Reading the first 100 of the Top 1000 revealed that only nine of the top 100 books most frequently purchased by libraries are written by women. I then checked the whole first half of the list. Of the top 500 books most frequently purchased by libraries, 59 were written by women. The women in question are these, in order of rank from highest to lowest: Emily Brontë, Charlotte Brontë, Jane Austen, Mary Wollstonecraft Shelley, Harriet Beecher Stowe, Anne Frank, Louisa May Alcott, Anna Sewell, Jane Austen again, Frances Hodgson Burnett, Johanna Spyri, Jane Austen yet again, L. M. Montgomery, Beatrix Potter, Margery Williams Bianco, Harper Lee, George Eliot, Willa Cather, Kate L. Turabian, Margaret Mitchell, George Eliot again, Edith Wharton twice, Madeleine L'Engle, J. K. Rowling, Irma Rombauer, Pearl S. Buck, Edith Granger, Willa Cather again, Dame Daphne Du Maurier, Marjorie Rawlings, J. K. Rowling again, Toni Morrison, Helen Keller, Helen Gardner, Alice Walker, J. K. Rowling again, Toni Morrison again, Maya Angelou, Willa Cather again, Isak Dinesen, Margaret Wise Brown, Mildred D. Taylor, Jane Austen two more times, Lorraine Hansberry, Katherine Paterson, J. K. Rowling again, Edith Wharton again, Mary Mapes Dodge, Betty Smith, Sylvia Plath, Margaret Drabble, Jane Austen yet again, George Eliot again, Natalie Babbitt, Toni Morrison again, Carol Ryrie Brink, Edith Hamilton, and Rachel Carson.
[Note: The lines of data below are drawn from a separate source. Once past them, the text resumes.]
PR #59, opened 2026-04-13
feat: Type query interface and type check elimination

taofengliu:
## Related issue(s):

https://github.com/jeandle/jeandle-jdk/issues/370


llvm/lib/Transforms/Jeandle/TypeCheckElimination.cpp
```diff
@@ -0,0 +1,90 @@
...
+
+  bool Changed = false;
+  for (CallInst *CI : Checks) {
+    uintptr_t SuperKlass = jeandle::extractKlassConstant(CI->getArgOperand(0));
+    if (SuperKlass == 0)
+      continue;
+
+    Value *Obj = CI->getArgOperand(1);
+    jeandle::JavaType ObjType = jeandle::getJavaType(Obj, DT, CI);
+
```
minchao1024: The current dominator tree traversal only merges results where the `instanceof` check succeeds. Maybe we should also capture the `false` results.
```
// TestTypeAnalysis.java
// java -Xcomp -XX:-TieredCompilation -XX:CompileThreshold=10 -XX:CompileCommand=compileonly,TestTypeAnalysis::test -XX:CompileCommand=printassembly,TestTypeAnalysis::test TestTypeAnalysis
class TestTypeAnalysis {
    public static void test(Object obj) {
        if (obj instanceof Exception) {
            System.out.println("assert success!");
            if (obj instanceof Exception) { // Replaced with true now
                blaceHole();
            }
        } else {
            if (obj instanceof Exception) { // Not replaced with false yet
                System.out.println("assert fail!");
            }
        }
    }
    public static void blaceHole() {
    }
    public static void main(String[] args) throws Throwable {
        for (int i = 0; i < 15; i++) {
            if (i == 10) {
                test(new Object());
            } else {
                test(new RuntimeException());
            }
        }
        Thread.sleep(1000);
    }
}
```

llvm/lib/IR/Jeandle/JavaType.cpp
```diff
@@ -0,0 +1,591 @@
...
+  assert(CB && CB->IsSubtype && "VMCallbacks must be set");
+
+  BasicBlock *ContextBB = Context->getParent();
+  JavaType Best;
+
+  for (auto *Node = DT.getNode(ContextBB); Node; Node = Node->getIDom()) {
+    BasicBlock *BB = Node->getBlock();
+    auto *BI = dyn_cast<BranchInst>(BB->getTerminator());
+    if (!BI || !BI->isConditional())
+      continue;
```
minchao1024, line 952: In the first iteration, `BB` is `ContextBB`. If `Context` appears before the terminator `BI`, the branch decision cannot provide any type information for the `Context` instruction. Thus, we can skip the first iteration in this situation.
```suggestion
  for (auto *Node = DT.getNode(ContextBB); Node; Node = Node->getIDom()) {
    BasicBlock *BB = Node->getBlock();
    auto *BI = dyn_cast<BranchInst>(BB->getTerminator());
    if (BB == ContextBB && BI != Context)
      continue;
    if (!BI || !BI->isConditional())
      continue;
```

llvm/lib/Transforms/Jeandle/TypeCheckElimination.cpp
taofengliu: I've support this now. But it's a time consuming operation. Maybe we need to pay attention to the trade-off.

llvm/lib/IR/Jeandle/JavaType.cpp
taofengliu: We can just skip the current block.
```
for (auto *Node = DT.getNode(ContextBB)->getIDom(); Node; Node = Node->getIDom()) {
    BasicBlock *BB = Node->getBlock();
    auto *BI = dyn_cast<BranchInst>(BB->getTerminator());
    if (!BI || !BI->isConditional())
      continue;
```

minchao1024: We cannot simply skip the current block. because during Phi node processing, we must merge the types from all incoming edges. In this process, we use the terminator of the incoming block as the context to recursively get type information. 

This leads to a logical inconsistency: 
- for non-Phi nodes, the context node is the node about to be executed, which does not affect current type analysis;
- however, for Phi nodes, each context node represents a node that has already been executed, so we need to think about its impact on type sharpening.
```
    public static void testPhi(Object obj) {
        obj = new String();
        while (obj instanceof String) {  // This incoming block helps
            if (obj instanceof String) { // Handle phi node here
                blaceHole();
            }
            obj = new Object();
        }
    }
```

taofengliu: In fact, even we don't skip the current block, the process of phi nodes is wrong. If the terminators of incoming blocks are conditional branches from type checks, we cannot use the type checks' information. Because in the implementation, we use `DT.dominates(TypeConfirmedBB, ContextBB)`, the TypeConfirmedBB is the phi node's block, the ContextBB is the incoming block. `DT.dominates(TypeConfirmedBB, ContextBB)` will never be true.
I have fixed it.

minchao1024 (approved):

This adds up to a little under 12% of the books most purchased by libraries being written by women. Now, I realize that many of the books written by men that appear on the list were written in previous centuries when women had (far more so than they still have now) drastically less opportunity to write and/or get published than men did, which could explain some of the inequality - but I don't think it explains all of it. I don't have the time or energy right now to attempt to determine the dates of publication of the books on that list written by men versus the dates of publication of the books written by women and verify whether there are more books on the list written by men that were published in the last, say, 25 years than books written by women that were published in the same time period, but I suspect that there are - because I personally tend to read overwhelmingly books written in the past 25-50 years, and I keep noticing continually, despite having already made frequent mental notes to strive to correct it, that my own reading lists seem to contain two to three times as many male authors as female authors. And I don't think I'm personally biased against female authors, but if I'm not, then it appears that the people I get my recommendations from or the people they get their recommendations from or somebody somewhere along the line is.

So, I finally got frustrated enough with all this to search the Internet thoroughly for a list of great female authors, in order to make a new LiveJournal book meme that will increase awareness of female authors. There are various such lists to choose from, but the one I liked best was the list from the book 500 Great Books by Women: A Reader's Guide by Erica Bauermeister, Jesse Larsen, and Holly Smith. The reasons I liked it best are that it's extremely racially and internationally diverse, it includes plenty of women writers of previous centuries (there are a lot more of them than the libraries are buying!), and it's mostly limited to serious adult reading materials (although there are a few instances of trashy genre fiction included that make the literary snob in me gape in horror). This is not any type of scientifically selected top 500 list; it's just the 500 books chosen by the three co-authors of 500 Great Books by Women. But I do like their selections, and I would like to see this meme spread because I think it will give a whole lot of people who are in the habit of considering themselves "well read" serious pause for thought when they find that they haven't even read 20 of the 500 great books by women.